Prescott put his hand into the water, which was still warm and perfectly clear, with no trace of soap in it. He looked carefully round the room without, however, touching any of the objects it contained. While he was so engaged, Mr. Geoffrey Maplewood appeared. He had a razor and a towel in his hand and was evidently about to shave at the basin in the bathroom.

But Prescott barred the way. “I shouldn’t go in there, if I were you, Mr. Maplewood,” he said quietly. “In fact, I think it would be safer if everybody left the house until it has been properly examined. There’s something here that isn’t quite right, I’m afraid.”

“Dear me, how very disturbing,” Mr. Maplewood exclaimed. “But Basil, my nephew? You’ve managed to bring him round all right, I hope?”

The doctor looked Mr. Maplewood straight in the face. “Your nephew is dead, Mr. Maplewood,” he said abruptly.

The razor clattered from Mr. Maplewood’s hand onto the floor. “Dead!” he repeated uncomprehendingly. “Dead?” His eyes blinked rapidly behind his glasses under Prescott’s steady gaze. “I can’t believe it. Why, I heard him whistling as he went into the bathroom. What did he die of?”

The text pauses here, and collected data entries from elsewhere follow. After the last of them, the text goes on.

PR #25, opened 2016-02-05
Added tests for select minimum maximum algorithms

chris-pilcher:


hollance:
Thanks! Something I like to do with these kinds of test cases is add randomized tests. So you'd create a random array of a certain size and then test your own code and make sure it gives the same result as Swift's built-in code (or by sorting the array).

In pseudocode:

```
for _ in 0...10 {
  for n in 0...100 {
    create random array of size n
    calculate result
    assert that it is corret
  }
}
```

chris-pilcher:
Thanks for the tip! I'll add that test right now. 

Do you know if XCTest contains something similar to the NUnit repeat attribute? I had a quick google but I couldn't find anything.

PR #27, opened 2016-02-05
Checking algorithm against Swift library algorithm

chris-pilcher:
Added tests that compare the algorithm against the Swift library algorithm.

Also fixed some typos in the test names.


hollance:
You're on a roll, Chris! :-)

PR #28, opened 2016-02-05
Handling empty lists when selecting minimum maximum

chris-pilcher:
I've updated the algorithms to handle empty lists. This means the algorithm will return nil when given an empty list which matches the behaviour of the Swift library.

Do you think this should be included? It means we have to add a guard to each algorithm which increases the complexity. I'm not 100% sure if this pull request should be included.


hollance:
It's good practice, so we might as well include it.

PR #30, opened 2016-02-06
Priority Queue

mitghi:
This is a Priority Queue ( min priority oriented ) based on min-heap properties.
I did not used Generics because of your note on README file, and as well droped using `self.` in instance methods.

Example:

    var test = PriorityQueue()
    test.insert(19)
    test.insert(2)
    test.insert(2)
    test.insert(4)
    test.insert(1)
    print(test.pop())
    print(test.pop())
    print(test.pop())
    print(test.pop())
    print(test.pop())
    print(test.pop())
    print(test.pop())
    print(test.pop())

Thanks.


hollance:
Thanks. I'll look at this later. :-)

mitghi:
I also added Shell sort.

hollance:
Could you add shell sort in a different pull request? (You may need to make a new branch for that.)

I need some time to review the priority queue because we already have a heap and I want to review that one in more detail too. But the shell short looks like it can be merged sooner than that, so it will be helpful to have that in its own pull request.

Note: Your shell sort does `for i = start + gap; i < list.count; i += gap {`. This type of for loop is going away in Swift 3.0. I suggest you change it to something like `for i in (start.gap).stride(to: list.count, by: gap)`.

hollance:
I've decided not to use this priority queue. It seems fine but since we already have a heap, I decided to build it on top of that one instead. Thanks anyway!

PR #38, opened 2016-02-08
Fix segment tree

goingreen:
I found critical bug in my implementation. Now it fixed and I checked that by some performance tests. As an apology I added some more illustrations in description :smile: . Also there is mistake in main readme: it's not [that](https://en.wikipedia.org/wiki/Segment_tree) segment tree, but [this](http://wcipeg.com/wiki/Segment_tree)


hollance:
Cool. I will probably merge it tomorrow or the day after (busy right now).

PR #40, opened 2016-02-09
Union-Find data structure implementation

goingreen:
I have only to write an explanation. I think it will be ready tomorrow.


hollance:
What does the DS stand for?

goingreen:
It's abbreviation for DataStructure. Do you think that it's redundant?

hollance:
Yeah, I don't think "DS" adds anything so I would leave it out.

Have you considered making it a `struct` instead of a `class`? In Swift most collection types are structs.

goingreen:
I haven't thought of it as collection type. But I've taken into consideration your сomment and now changed my mind so I suppose to make it a `struct`.

goingreen:
I want to refactor this very unsafe line of code `let indexOfElement = index[element]!`. But I don't know what would be better: calling `fatalError()` or throwing exception? @hollance What are your thoughts?

hollance:
I would solve this by returning nil if the element cannot be found:

```
public mutating func findSetOfElement(element: T) -> Int? {
  if let indexOfElement = index[element] {
    return findSetByIndexOfElement(indexOfElement)
  } else {
    return nil
  }
}
```

hollance:
By the way, can you rename the directory to `Union-Find`?

goingreen:
Also I'm thinking about helper method like
```swift
public mutating func isInTheSameSet(firstElement: T, secondElement: T) -> Bool {
  if let firstSet = findSetOfElement(firstElement), secondSet = findSetOfElement(secondElement) {
    return firstSet == secondSet
  } else {
    return false
  }
}
```

hollance:
I have some suggestions for name changes. Not that your names are bad, but they could be simplified a little.

- `isInTheSameSet()` could just be `inSameSet()`
- `findSetOfElement()` could be `setOfElement()` or even just `setOf()`
- `addSetWithElement()` could just be `add()`
- `unionSetsWithElement(andSecondElement:)` could be `unionSetsContaining(and:)`

I also notice you used `( )` with some if-statements and even some semicolons! :scream: ;-)

goingreen:
I still write some ObjC but I'm honestly trying to get rid of this habit :flushed:
I have some doubts about renaming `addSetWithElement()` to `add()` because it becomes a bit not clear what we actually add. In my opinion, the best solution is `addSetWith()`

hollance:
The idea is that each element you add is given its own set containing just that element, right? I agree that just `add()` may not make that very clear.

goingreen:
I think I've done. Do you have any remarks?

hollance:
Looking good. :-) I'll probably merge it tomorrow.

hollance:
Very nice! I tweaked the description a little for grammar etc.

goingreen:
Thank you for your work. Now it looks much better!

PR #41, opened 2016-02-10
Added fizz buzz

chris-pilcher:
Added fizz buzz puzzle to list of interview puzzles.


hollance:
I feel a bit silly about including this in the repo, but you did a great job on the write-up so I feel guilty about not including it. ;-)

Could you make a small change? You have the results listed as `True` or `False`. This might be confusing as they aren't written with a capital letter in Swift. So `true` and `false` would be better.

chris-pilcher:
I was unsure if it should be included. :smile: 

It's definitely a software developer interview question but it's not really an *algorithmic* puzzle.

hollance:
Well, I'll merge it anyway. :-) As punishment I will now give you the task of writing about a very difficult algorithm, he he. ;-)

PR #26, opened 2016-02-05
Graph Implementation

donald-pinckney:
Working on the plain graph code, not yet close to done.  Currently I am focusing on representing directed, weighted graphs using adjacency lists.  Feedback is welcome!

PR #42, opened 2016-02-11
Breadth first search

chris-pilcher:
I'd like to work on the breadth-first search algorithm :smile: I should have it done in the next couple of days.


hollance:
I assume you're going to do this on a graph? Note that someone is already working on graphs in general (see https://github.com/hollance/swift-algorithm-club/pull/26 ), which may be useful to know. ;-)

chris-pilcher:
I am planning on using a graph. Thanks for letting me know about #26.

hollance:
I don't think it's necessary to explain the Graph and Queue etc in too much detail. Just explain why you need these things and link to the existing explanations we have for them.

The focus of this article should be on BFS: how it works and what you can do with it. 

If people want to see exactly how you implemented Graph, Node, Queue etc they can look in the source code. No need to show their entire code in the README, that just distracts from the topic at hand.

chris-pilcher:
Thanks for the input! :+1:  I'll reduce the details about graphs and queues and link to existing explanations. I'll add examples of what you can do with BFS.

hollance:
Some applications of BFS are:

- Use BFS to compute the shortest path between a source vertex and each of the other vertices. (Unweighted graphs only.)
- Calculate minimum spanning tree on an unweighted graph.

hollance:
Nitpicking here, but if you write:

```
let current = q.dequeue()
for edge in current!.neighbors {
```

then I think the following is better:

```
let current = q.dequeue()!
for edge in current.neighbors {
```

otherwise you have to unwrap current everywhere you want to use it. Now the unwrap happens in just one place and it's clearer why you need to unwrap it in the first place.

hollance:
@chris-pilcher Did you want to do more work on this, or can I merge it already?

chris-pilcher:
I'd like to do more work on this. I will work on it tonight. Thanks!

hollance:
Cool, just let me know when it's ready to go.

chris-pilcher:
I've updated the readme + playground for the minimum spanning tree example.

The only thing left to do is to add a test project. I will do this tomorrow night.

hollance:
Awesome, this looks great.

hollance:
I'll already merge it.

PR #43, opened 2016-02-11
change null-coalescing to nil-coalescing

drew-y:
[From the docs](https://developer.apple.com/library/ios/documentation/Swift/Conceptual/Swift_Programming_Language/BasicOperators.html#//apple_ref/doc/uid/TP40014097-CH6-ID72)


hollance:
Good catch!

PR #45, opened 2016-02-18
Treap using Indirect Enums

rothomp3:
So, this is not pretty and does not (yet) contain much in the way of teachable moments or explanations, but here it is anyway. Bonus includes conformance to `CollectionType`!

### DIFF
--- a/Treap/Treap.swift
+++ b/Treap/Treap.swift
@@ -1,0 +1,160 @@
+//
+//  Treap.swift
+//  TreapExample
+//
+//  Created by Robert Thompson on 7/27/15.
+//  Copyright © 2015 Robert Thompson. All rights reserved.
+//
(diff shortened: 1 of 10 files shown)


hollance:
Hey, this looks pretty good. You mentioned you won't have time to write an explanation, but I think we can use this code in one form or another. :-) Thanks!

rothomp3:
I'm on my iPad right at the moment, but as soon as I get back to my desk I'll fix the license and update the pull request. Total brainfart on my part leaving that "All rights reserved" line in there haha.

chris-pilcher:
I'll merge this now and add it to our new [Under Construction](../blob/master/Under Construction.markdown) area. Thanks for the contribution @rothomp3.

PR #46, opened 2016-02-19
Unit tests for Array2D and AVLTree data structures

barbaramartina:
Hi @hollance . I'm Barbara and I'd like to do a contribution to the project.
I've added 2 XCode project with its respective tests targets for _Array2D_ and _AVLTree_.
I've include some functional and performance tests.
Not all the possible tests are covered, but I enabled code coverage data so more tests could be added in the future.
There is also a small bug fix after some of the tests failed, for the class _AVLTree_: the parent property was not set on children when creating a parent node.

I hope these changes help and I will continue adding more tests, in upcoming contributions, for these structures and the rest of the project. I really like this initiative, I find it useful in many sense, to learn, to practice, to improve and generate re-usable algorithms and data structures. Thanks for creating the project.

While working on that, I was told about a website called, [**Rosetta**](http://rosettacode.org). Have you heard before about this?. I think it might be interesting to take some algorithms from there, solve them in this repo and upload the solutions to Rosetta, they have around 781 problems solved and support 605 programming languages, including **Swift**.


hollance:
Thanks, Barbara, this is great! Unit tests are always welcome. :-)

I have heard of http://rosettacode.org indeed. I shall add a link to the main page.

hollance:
I am not sure how useful the Array2D test `testPerformanceOnLargeArray()` is. It takes forever to run but all it tests is how fast `print()` works. ;-)

Maybe there is a better way to test this...

barbaramartina:
@hollance yes you're right, and it takes for ever... I really don't know the performance of print()... I'll think about a better way to test it removing the calls to print, maybe having only the creation with several items... to test only the initialization time.

hollance:
Here's something to think about: Inside the loop, do `array[c,r] = c*r` to give it a value. Then repeat the loops, but do an assert to make sure `array[c,r]` really is `c*r`.

Then repeat this but do `array[r,c]` instead of `[c,r]`. If the array is big enough, this should be slower because of the array not completely fitting into the CPU cache.

That sounds like a useful test. :-)

hollance:
NOTE: I changed the structure of the unit tests. They are now in a "Tests" folder and consist of just the test bundle, so there is no longer an app you can run.

barbaramartina:
And how to do you know how big is the cpu cache really? To make this test more meaningful.

hollance:
That depends on the CPU. I was just curious if there was a detectable difference in looping by rows or looping by columns (there should be).

barbaramartina:
@hollance  about:

> 
NOTE: I changed the structure of the unit tests. They are now in a "Tests" folder and consist of just the test bundle, so there is no longer an app you can run.

I think it would be more practical in order to run the tests quickly to keep an app that we can open and run directly.

hollance:
You can open the Xcode project and press Cmd+U to run the tests.

I don't want to put all the tests into a single project because we will have naming conflicts between different algorithms and data structures. So it's better to keep the tests separate.

barbaramartina:
So Great! I have not noted the project can be run directly. I just wanted a way to run quickly the tests

PR #86, opened 2015-03-21
return the replacement offset and length

devoncarew:
@lukechurch 

- return the replacementOffset and replacementLength for code completion results
- escape Maps and Lists in the cc results, instead of converting to strings. In the future we could move to a more structured type for individual cc results.
- ws changes and re-gen the discovery library

### DIFF
--- a/lib/src/completer_driver.dart
+++ b/lib/src/completer_driver.dart
@@ -126,6 +126,7 @@ void dispatchNotification(String event, params) {
     _onServerStatus.add(true);
   }
 
+  // TODO: Should we be ignoring the ones that aren't marked 'isLast'?
   if (event == "completion.results" && params["isLast"]) {
     _onCompletionResults.add(params);
   }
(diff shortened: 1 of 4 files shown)


lib/src/completer_driver.dart
```diff
@@ -126,6 +126,7 @@ void dispatchNotification(String event, params) {
     _onServerStatus.add(true);
   }
 
+  // TODO: Should we be ignoring the ones that aren't marked 'isLast'?
```
lukechurch: Yes. This is because of the way in which the analysis server protocol works, it tries to stream completion results, the ones that aren't marked last are incomplete. Often very incomplete (aka empty).

For files the size of the ones we're looking at, we want to wait for exact completions (average time is only a few ms), so we only want the last results.

lukechurch:
lgtm, I'll replace the TODO comment

lib/src/completer_driver.dart
devoncarew: Ah, ok. Sounds like the each event contains the all the completions that are known at that point in time.

(I know we're just clients of the api, but this is a fairly pathological use of the stream api)

PR #88, opened 2015-03-22
Add support for counters

lukechurch:
This PR adds fast sharded counters for total aggregated usage of the various end points:

Currently it's tracking: Number of analyses, Compilations, Completions, Docs, number of lines analyzed and compiled. No PII is recorded only total usage numbers.

It also adds a counters query function to the API.

I'm going to push this to start being able to do in the wild performance testing on 1% of our queries. It also needs a bit more testing to verify that the implementation is properly concurrency safe.

FYI @devoncarew @clayberg

### DIFF
--- a/lib/src/common_server.dart
+++ b/lib/src/common_server.dart
@@ -33,6 +33,11 @@ abstract class SourceRequestRecorder {
   Future record(String verb, String source, [int offset]);
 }
 
+abstract class PersistentCounter {
+  Future increment(String name, {int increment : 1});
+  Future<int> getTotal(String name);
+}
+
 class SourceRequest {
   @ApiProperty(required: true)
   String source;
@@ -43,6 +48,17 @@ class CompileResponse {
   final String result;
 
   CompileResponse(this.result);
+}
+
+class CounterRequest {
+  @ApiProperty(required: true)
+  String name;
+}
+
+class CounterResponse {
+  final int count;
+
+  CounterResponse(this.count);
 }
 
 class CompleteResponse {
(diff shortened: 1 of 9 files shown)


lib/src/completer_driver.dart
```diff
@@ -126,7 +126,8 @@ void dispatchNotification(String event, params) {
     _onServerStatus.add(true);
   }
 
-  // TODO: Should we be ignoring the ones that aren't marked 'isLast'?
+  // Ignore all but the last compeltion result. This means that we get a
```
devoncarew: sp: `compeltion`

lib/src/common_server.dart
```diff
@@ -149,17 +176,19 @@ class CommonServer {
...
     }
     Stopwatch watch = new Stopwatch()..start();
     srcRequestRecorder.record("ANALYZE", source);
     try {
-      return analyzer.analyze(source).then((AnalysisResults results) {
+      return analyzer.analyze(source).then((AnalysisResults results) async {
         int lineCount = source.split('\n').length;
         int ms = watch.elapsedMilliseconds;
         _logger.info('PERF: Analyzed ${lineCount} lines of Dart in ${ms}ms.');
+        await counter.increment("Analyses");
```
devoncarew: Perhaps instead of `await`, you just call the `increment()` method, and not wait for it's completion? I assume it'll be crazy fast, but we might want to return the analysis results w/o waiting for the counter to increment.

lib/src/common_server.dart
```diff
@@ -149,17 +176,19 @@ class CommonServer {
...
+        await counter.increment("Analyzed-Lines", increment: lineCount);
```
devoncarew: Also, perhaps track the number of analysis issues found? `results.issues.length`

devoncarew:
Great to have these metrics available!

lib/src/common_server.dart
lukechurch: Yes, I tried to do this. There is a complex bug, that these transaction backed datastore mutations don't seem to behave like normal datastore writes. If they aren't completed during the query they appear to cause the datastore context to get destroyed which results in them failing to apply. This doesn't happen with the normal writes on e.g. source recorder.

I need to talk to the GAE folks to understand what is going on here, in the meantime await avoids the problem.

I'll add a TODO to get this removed and file an issue.

PR #89, opened 2015-03-24
Move counter to background writes

lukechurch:
FYI @devoncarew The problem with the writes failing was in the use of the dbservices object, it's only available when in the context of a request. So if we want to do background writes, we need to keep this rather than re-querying for it.

Now we do this, we can move to background writes, which buys us a bit less latency - and more important - much lower variability as we're not awaiting a datastore RPC.

### DIFF
--- a/app.yaml
+++ b/app.yaml
@@ -1,4 +1,4 @@
-version: cc-counter
+version: cc-bg-counter
 runtime: custom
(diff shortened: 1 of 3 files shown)


devoncarew:
Cool - good to have tracked this down.

PR #91, opened 2015-03-25
sends parameter info in a list for use in dartdoc

kasperpeulen:
for example, the dartdoc for Stream.listen would have now the extra key

```
  "parameters": [
   "(MouseEvent) → void onData",
   "{Function onError}",
   "{() → void onDone}",
   "{bool cancelOnError}"
  ]
  ```

I think this is useful for example, if you want to show parameter info and you want to do some formatting with that info.

### DIFF
--- a/lib/src/analyzer.dart
+++ b/lib/src/analyzer.dart
@@ -137,6 +137,13 @@ class Analyzer {
         info['description'] = '${element}';
         info['kind'] = element.kind.displayName;
 
+        //parameters for functions and methods
+        if (element is ExecutableElement) {
+          List<String> list = [];
+          element.parameters.forEach((par) => list.add('${par}'));
+          info['parameters'] = list;
+        }
+
         // library
         LibraryElement library = element.library;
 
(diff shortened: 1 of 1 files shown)

### CODE REVIEW

File: lib/src/analyzer.dart [hunk 1]
```diff
@@ -137,6 +137,13 @@ class Analyzer {
         info['description'] = '${element}';
         info['kind'] = element.kind.displayName;
 
+        //parameters for functions and methods
+        if (element is ExecutableElement) {
+          List<String> list = [];
+          element.parameters.forEach((par) => list.add('${par}'));
```
devoncarew: The build is complaining about this line (https://travis-ci.org/dart-lang/dart-services/builds/55840151#L240). You'll probably need to add an explicit cast:
    ExecutableElement ee = element.
    ee.parameters...

lib/src/analyzer.dart
```diff
@@ -137,6 +137,14 @@ class Analyzer {
         info['description'] = '${element}';
         info['kind'] = element.kind.displayName;
 
+        //parameters for functions and methods
+        if (element is ExecutableElement) {
+          List<String> list = [];
+          ExecutableElement el = element;
```
lukechurch: This line isn't strictly necessary?

lukechurch:
Thanks, lgtm!

PR #96, opened 2015-03-25
Simplify error handling

lukechurch:
Thanks for the suggestion @devoncarew

### DIFF
--- a/lib/src/completer_driver.dart
+++ b/lib/src/completer_driver.dart
@@ -35,9 +35,6 @@ StreamController<bool> _onServerStatus;
 Stream<Map> completionResults;
 StreamController<Map> _onCompletionResults;
 
-Stream<Map> errors;
-StreamController<Map> _onErrors;
-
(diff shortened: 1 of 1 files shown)


lib/src/completer_driver.dart
```diff
@@ -100,17 +94,8 @@ Future<Map> _complete(String src, int offset) async {
...
-
-  MergeStream completionOrError = new MergeStream();
-  completionOrError.add(completionResults);
-
-  // We want to watch on the stream of errors to make sure that the request
-  // returns, even if it's going to fail.
-  completionOrError.add(errors);
-
-  return completionOrError.stream.first;
+  return completionResults.handleError(
```
devoncarew: not sure this line is necessary - any error on `completionResults` would bubble through w/o the throw added.

lukechurch:
Merging this for now given that this code is going to get cleaned up shortly anyhow

PR #97, opened 2015-03-26
refactor as integration

devoncarew:
Work in progress PR to refactor the analysis server integration. Goals:

- simplify the async code for returning completion results
- remove machine specific configuration settings
- add integration tests
- add benchmarks

(PR is currently not functional)


lukechurch:
@devoncarew thanks for this. Lets chat when you get in today.

I'd like to split this up into bits. Once we remove machine specific settings, we can fold in the integration tests and benchmarks.

We can then talk separately about what your thoughts about the async design change is - and I can explain what the current tangled mess is actually doing.

devoncarew:
closing as discussed

PR #104, opened 2015-03-29
Remove package root

lukechurch:
Remove the need to pass the package root to the analysis server

### DIFF
--- a/lib/src/completer_driver.dart
+++ b/lib/src/completer_driver.dart
@@ -19,8 +19,7 @@ io.Directory sourceDirectory = io.Directory.systemTemp.createTempSync('analysisS
 // GAE configurations
 // TODO(lukechurch): Migrate into a ctor
 String SDK = null;
-String PACKAGE_ROOT = '/app/packages';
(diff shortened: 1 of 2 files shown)


lib/src/completer_driver.dart
```diff
@@ -19,8 +19,7 @@ io.Directory sourceDirectory = io.Directory.systemTemp.createTempSync('analysisS
 // GAE configurations
 // TODO(lukechurch): Migrate into a ctor
 String SDK = null;
-String PACKAGE_ROOT = '/app/packages';
-String SERVER_PATH = "/app/lib/src/analysis_server_server.dart";
+String SERVER_PATH = "/app/bin/_analysis_server_entry.dart";
```
devoncarew: I suspect this will always be run from the project root, in which case you could use `bin/_analysis_server_entry.dart`.  That'll make it machine agnostic.

lukechurch: Yeah, that's what I'm working on right now :)

PR #107, opened 2015-03-31
Refactor Analysis Server integration

lukechurch:
@devoncarew This takes a number of steps along the route we discussed.

It: 
- adds a completion benchmark
- adds the first end-to-end simple test of completion
- Refactors the Analysis Server into a wrapped class rather than using top level methods

There's still more to go, but this feels like a significant enough step in the right direction.


benchmark/bench.dart
```diff
@@ -24,6 +26,10 @@ void main(List<String> args) {
     new AnalyzerBenchmark('hellohtml', sampleCodeWeb),
     new AnalyzerBenchmark('sunflower', _sunflower),
 
+    new AnalysisServerBenchmark('hello', sampleCode),
```
devoncarew: What about calling this class `CompletionBenchmark`? The other class names (not part of this PR) should be updated at some point.

benchmark/bench.dart
```diff
@@ -10,6 +10,8 @@ import 'package:services/src/analyzer.dart';
 import 'package:services/src/bench.dart';
 import 'package:services/src/common.dart';
 import 'package:services/src/compiler.dart';
+import 'package:services/src/analysis_server.dart';
```
devoncarew: nit: sorting

benchmark/bench.dart
devoncarew: Also, we run each benchmark over three different types of sources. In the future, we should just drop this down to one moderately complex source file.

lib/src/analysis_server.dart
```diff
@@ -1,182 +1,152 @@
...
-library services.completer_driver;
+/// A wrapper around an analysis server instance
+library services.analysis_server;
 
 import 'dart:io' as io;
 import 'dart:async';
 import 'dart:collection';
 import 'dart:convert';
 import 'package:logging/logging.dart';
+import 'dart:convert' show JSON;
```
devoncarew: nit: sorting - lexical and grouped by import type

lib/src/analysis_server.dart
```diff
@@ -1,182 +1,152 @@
...
+      return new CompleteResponse(
+          response['replacementOffset'], response['replacementLength'],
+          results);
+    });
+  }
 
-  _onCompletionResults = new StreamController(sync: true);
-  completionResults = _onCompletionResults.stream.asBroadcastStream();
+  /// Cleanly shutdown the Analysis Server.
+  Future shutdown() async => serverConnection.sendServerShutdown();
```
devoncarew: Is it necessary to use the async keyword here?

lib/src/analysis_server.dart
```diff
@@ -1,182 +1,152 @@
...
 
-  server.listenToOutput(dispatchNotification);
-  server.sendServerSetSubscriptions([ServerService.STATUS]);
+    return serverConnection.completionResults.handleError(
+        (error) => throw "Completion failed").first;
+  }
 
-  _logger.fine("Server Set Subscriptions completed");
+  /// Warm up the analysis server to be ready for use.
+  Future warmup([bool useHtml = false]) =>
```
devoncarew: possibly prefer a named optional param here

lib/src/analysis_server.dart
```diff
@@ -465,3 +471,34 @@ class Server {
   }
 }
 
+class CompleteResponse {
```
devoncarew: `CompleteResponse` or `CompletionResponse`?

devoncarew: Also, I think all the rpc response classes should go into the common_server.dart file.

devoncarew: Ah, it was CompleteResonse before.

test/analysis_server_test.dart
```diff
@@ -0,0 +1,48 @@
+// Copyright (c) 2015, the Dart project authors.  Please see the AUTHORS file
+// for details. All rights reserved. Use of this source code is governed by a
+// BSD-style license that can be found in the LICENSE file.
+
+library services.analyzer_server_test;
+
+import 'package:services/src/analysis_server.dart';
+import 'package:grinder/grinder.dart' as grinder;
```
devoncarew: You could use the `cli_utils` package here instead.

test/analysis_server_test.dart
```diff
@@ -0,0 +1,48 @@
...
+  group('analysis_server', () {
+    setUp(() {
+      analysisServer = new AnalysisServerWrapper(sdkPath);
+    });
+
+    tearDown(() {
+      analysisServer.shutdown();
+    });
+
+    test('simple', () {
```
devoncarew: woot!

devoncarew:
lgtm! I saw a build failure - I re-started the bot as it wasn't clear what happened. I _think_ all the tests ran, but then it hung when starting to run the benchmarks.

test/common_server_test.dart
```diff
@@ -84,11 +84,12 @@ void defineTests() {
           contains('failed with errors: [error, line 2] Expected'));
     });
 
-    /* XXX: Disabled below tests as they are causing the dart vm to crash.
     test('complete', () async {
       var json = {'source': 'void main() {print("foo");}', 'offset': 1};
       var response = await _sendPostRequest('dartservices/v1/complete', json);
-      expect(response.status, 501);
+      expect(response.status, 200);
```
devoncarew: You could try commenting these three tests back out. Perhaps the AS is not being terminated, and the VM is just never exiting (waiting on an open socket)?

benchmark/bench.dart
lukechurch: sg. Will address in follow on PR.

benchmark/bench.dart
lukechurch: done

lib/src/analysis_server.dart
lukechurch: Hmmm, there really shouldn't be two separate imports for this. Fixed.

lib/src/analysis_server.dart
lukechurch: Nope, legacy. Thanks, removed.

lib/src/analysis_server.dart
lukechurch: This is consistent with the other APIs, however, I agree. I'll adjust them all in one go.

test/analysis_server_test.dart
lukechurch: done. I've adjusted the other test targets that used grinder as well.

test/common_server_test.dart
lukechurch: Yeah, I think you're probably right. Done.

lukechurch: There was also a problem with the benchmarks' method being called 'teardown' not 'tearDown'.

“That is a matter for a coroner’s jury to decide,” the doctor replied quietly. “You understand, of course, Mr. Maplewood, that it is my duty to communicate with him. And, meanwhile, I should like to repeat my suggestion that everybody should leave the house immediately.”

Mr. Maplewood recoiled nervously from the bathroom door. “Is there any danger?” he asked.

“It would appear that there is very considerable danger,” Prescott replied dryly.